The Plaintiff, Roger Lee Wireman (hereinafter referred to as “Debtor”), filed for relief under Chapter 13 of the United States Bankruptcy Code on July 19, 1999. Defendant, the United States Internal Revenue Service (hereinafter referred to as “IRS”), filed a proof of claim setting forth a prepetition liability in the amount of $25,058.31 based upon a prior assessment. The Debtor objected to the claim and the Parties subsequently entered into an agreement, which was memorialized in a court order entered on January 3, 2002. In this order, it was set forth in relevant part:

(1) The parties hereto stipulate to the allowance of the claim of the Internal Revenue Service in the amount of $25,058.31.
(2) The parties acknowledge that based upon the Debtor’s Confirmed Chapter 13 Plan which provides for payments of $400.00 per month for a period not to exceed sixty (60) months that the funds paid under the Chapter 13 Plan will be insufficient to pay the total claim of the Internal Revenue Service.
(3) The parties further acknowledge and agree that it is in the best interest of all parties that the Debtor continue in the Chapter 13 proceeding until the expiration of the sixty (60) month period, withstanding 1 that the total claim of the Untied States of America Internal Revenue Service will not be paid during the sixty (60) month period.
(4) The parties further agree that to the extent the total claim of the United States of America Internal Revenue Service is not paid during the sixty (60) month period that the Debtor will continue to make his $400.00 per month *299 payment directly to the United State of America Internal Revenue Service until such time as the claim is paid in full. (5) The parties hereto further agree and acknowledge that the claim of the Internal Revenue Service filed in the amount of $25,058.31 is non-dischargeable and will not be affected by the Discharge granted in the Debtor’s Chapter 13 proceeding.

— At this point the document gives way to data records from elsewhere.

PR #1528, opened 2026-09-08
feat(library): show real file work on the graph

wlsdks:
## Library work, grounded in actual events

Implements the owner-selected first slice: retain the knowledge/provenance graph, add a separate live work projection and inspectable recent file observations. No fake progress, idle drift, renderer replacement, new route, or write-authority expansion.

- Exact structured ACP/local tool targets; real `read`/`edit`, provisional writes and permission waits are distinct.
- File-change receipts come from observed wiki revisions or successful local write results, not a tool title or permission grant. Unknown targets do not light arbitrary nodes.
- Reserved activity lane avoids shifting the graph when work starts. Recent file controls work outside chat, by keyboard and on touch.
- Hidden reader/tab and reduced-motion handling; previous turns and other vaults cannot reappear as current work.
- Fix the pre-existing empty Sonner hotkey array that made every key steal focus while a notification was present.

## Verification

At commit `256245b1b`, all 33 recommendations from `PLAYWRIGHT_STATIC=1 PLAYWRIGHT_BASE_URL=http://127.0.0.1:3218 pnpm checks:changed -- --run` passed, including static build, desktop performance budget, contracts, types/lint/docs, unit regressions and the five static browser/accessibility cases. A separate existing graph regression spec passed all 5 cases (drag, hover, zoom/fit, idle-frame sleep and reduced motion). The surface census RED→GREEN probe also passed. The subsequent test-fixture-only typing cleanup (`db40cd081`) passed all 3 newly recommended checks, including all 3 activity browser tests and TypeScript. These results cover this branch's baseline, not an integration with the newer main.

Astra independently reviewed source twice; Terra implemented bounded fixes. Review caught and corrected `edit` omission, cross-operation clearing, previous-turn resurrection, hidden-frame work, folder baseline errors, non-actionable permission waits and dropped terminal reads (including batched completion). This is not a live-provider qualification: the native protocol is a deterministic fixture and no user vault was mutated.

## Deliberately not merge-ready

All 11 normal pre-push lanes passed at `db40cd081`, including full lint, unit, contract, typecheck and documentation checks. CI E2E remains separate.

- Main advanced during implementation: #1526 and #1527, with #1527 changing the Library into a graph-beside-reader layout. This branch is not yet integrated. A read-only merge preview reports conflicts in LibraryPage, changelog/generated docs and the surface census. Preserve the new main direction when integrating; the old hidden-reader proof must be rerouted for that layout.
- Final Computer Use accessibility capture is blocked: macOS reports visible Chrome/Atlas windows but no accessible window, although permission inventory says granted. Earlier baseline/checkpoint captures succeeded. The owner has been asked to unlock/re-enable Orca Computer Use. Do not bypass this proof.
- Real macOS read recording exists: 4 seconds, uniform30fps extraction, full-pixel comparison over the entire interval has zero stalls (cv0.50; one spike). Reduced motion preserves Reading with an identical canvas over1200ms. Final motion/design approval is deferred until it can be bound to the required fresh accessibility capture.
- Selected design council seats (lead, interaction, motion, infoviz) and the final structural ledger entry remain pending; no council approval is claimed.
- A first-page sync overlap of9.3px was independently reproduced in baseline530382f, with matching coordinates. It is not introduced by this PR, and general graph readability is not claimed solved.
- Existing ontology capability updated via MCP; validation and full compile have zero problems. Meaning finalization refused `source_receipt_unavailable`; no receipt was fabricated.

## Council utility (pending)

**Pre-review decision**: the owner's stable-graph plus real-event work layer.
**Selected seats / first positions**: lead, interaction, motion, infoviz /0 (required final evidence blocked).
**Rebuttal**: none.
**Decision delta**: pending; source correctness review strengthened proof, separately from council.
**Unique contribution**: none claimed for an unconvened council.
**Review footprint**: first0 · rebuttal0.

Local evidence packet: `/tmp/atlas-library-live-proof.9zT76r/REVIEW.md`; recordings/frames/metrics remain outside the repository. Main's unrelated dirty CodeGraph work is excluded.


wlsdks:
## Integrated with current main; every routed check passes

Picked this up because the branch had stalled and could no longer be merged. **Merged rather than rebased**, so the two original commits stay exactly as written — a rebase here would have meant a force-push over someone else's commits.

### The conflict that mattered

`#1527` put the Library's graph beside the page it is about, which made that pane a **row**. The work lane is a horizontal band (`h-28 flex-none`), so left as they were the lane would have stood up as a **third column** between the graph and the reader.

Resolved by moving `#1527`'s row one level in and letting the lane span the pane above it:

```
library-reader (flex-col)
├─ LibraryWorkActivityStrip      ← the lane, height reserved
└─ div (graphBesideReader ? flex-row : flex-col)   ← #1527's row, unchanged
   ├─ library-graph-column
   └─ library-document-column
```

The two alternatives both fail a real state: a lane inside the row *is* the third column, and a lane inside either column disappears with it — below `lg` the graph column is exactly what hides when a page opens, which is when work most needs to stay visible. Above the row it survives all four states, and it now stays visible while the graph stands beside an open page, which the branch's original placement could not do.

### Other resolutions

- **Surface ratchet → 41.** Both sides independently wrote 39 → 40. They are different surfaces (main's Mac download menu, this branch's work lane), so the real count is 41; both reasons are kept. Left at 40, one of the two surfaces would have gone uncounted with the gate still green.
- **Unreleased changelog** keeps main's wording and adds only this branch's fact, compressed to 899 of its 900 bytes.
- **Generated docs-vault output** rebuilt via `pnpm docs-vault:build`, never hand-merged.

### Verification, against integrated main rather than this branch's own baseline

- `pnpm test:run` — **978/978 files, 9527 tests, 0 failures**
- `pnpm exec tsc --noEmit` · `pnpm lint --max-warnings 0` — clean
- `pnpm checks:changed -- --run <50 changed paths>` — **all 33 routed checks passed**, including `build` + `desktop:perf`, `test:contracts`, `vault:validate`, `knip`, `docs:links`, `changelog:check`, `test:i18n:messages`
- `library-work-activity.spec.ts` **3/3** (desktop, rejection, touch) and `a11y-open-surfaces.spec.ts` **2/2**
- All 11 pre-push lanes passed

The touch case is the one that could have caught the relocation — it measures a 44px hit target and asserts zero horizontal overflow at 390×844. It passes.

### Still open — unchanged from the original description

- **Computer Use accessibility capture** is still not done. Not bypassed, not substituted.
- **Design council** (lead, interaction, motion, infoviz) remains unconvened, and the layout change above is structural, so it is exactly the kind of thing that routing exists for. Passing tests say nothing broke; they do not say the placement is right.
- The evidence packet cited in the description (`/tmp/atlas-library-live-proof.9zT76r/REVIEW.md`) is **gone** — `/tmp` did not survive. The verification above is freshly measured, not that packet re-read.

Kept as a draft.

https://claude.ai/code/session_01M3nGUAZHRQedWEZzL2D2ah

(Doc. No. 1, Ex. B). The Debtor, upon the completion of his plan of reorganization, received a discharge on October 1, 2004. At that time, there still existed a balance on the IRS’s claim of $14,954.86. (Doc. No. 1, Ex. C).

On March 15, 2006, Debtor received a statement from the IRS indicating that the outstanding balance on his tax liability, as of that date, was $17,631.04. Debtor then filed this complaint, requesting that the IRS make the necessary adjustments to comply with the Agreed Order. According to the complaint, Debtor has, in compliance with the Order, continued to make timely payments of $400.00 per month, directly to the IRS, since the completion of his Chapter 13 plan. (Doc. No. 1, at pg. 2). The IRS responded by filing this Motion to Dismiss for failure to state a cause of action upon which relief can be granted pursuant to Fed.R.Civ.P. 12(b)(6).

DISCUSSION

In the instant case, the Debtor asserts that the outstanding tax liability stated in the Agreed Order constitutes a fixed amount, and therefore the IRS is not entitled to collect any additional amounts, including postpetition interest, from the Debtor. The IRS argues that the stated amount only represented liability as to the date of the petition, and therefore they are not prejudiced as to any of their postpetition rights, including the accrual of postpe-tition interest. Given the nature of these arguments, the dispute between the Parties necessarily requires an interpretation of the Agreed Order entered by this Court. As bankruptcy courts retain jurisdiction to enforce and interpret their own orders, this adversary proceeding constitutes a core proceeding. In re Millenium Seacarriers, Inc., 419 F.3d 83, 97 (2nd Cir.2005); 28 U.S.C. § 157(b)(2)(B).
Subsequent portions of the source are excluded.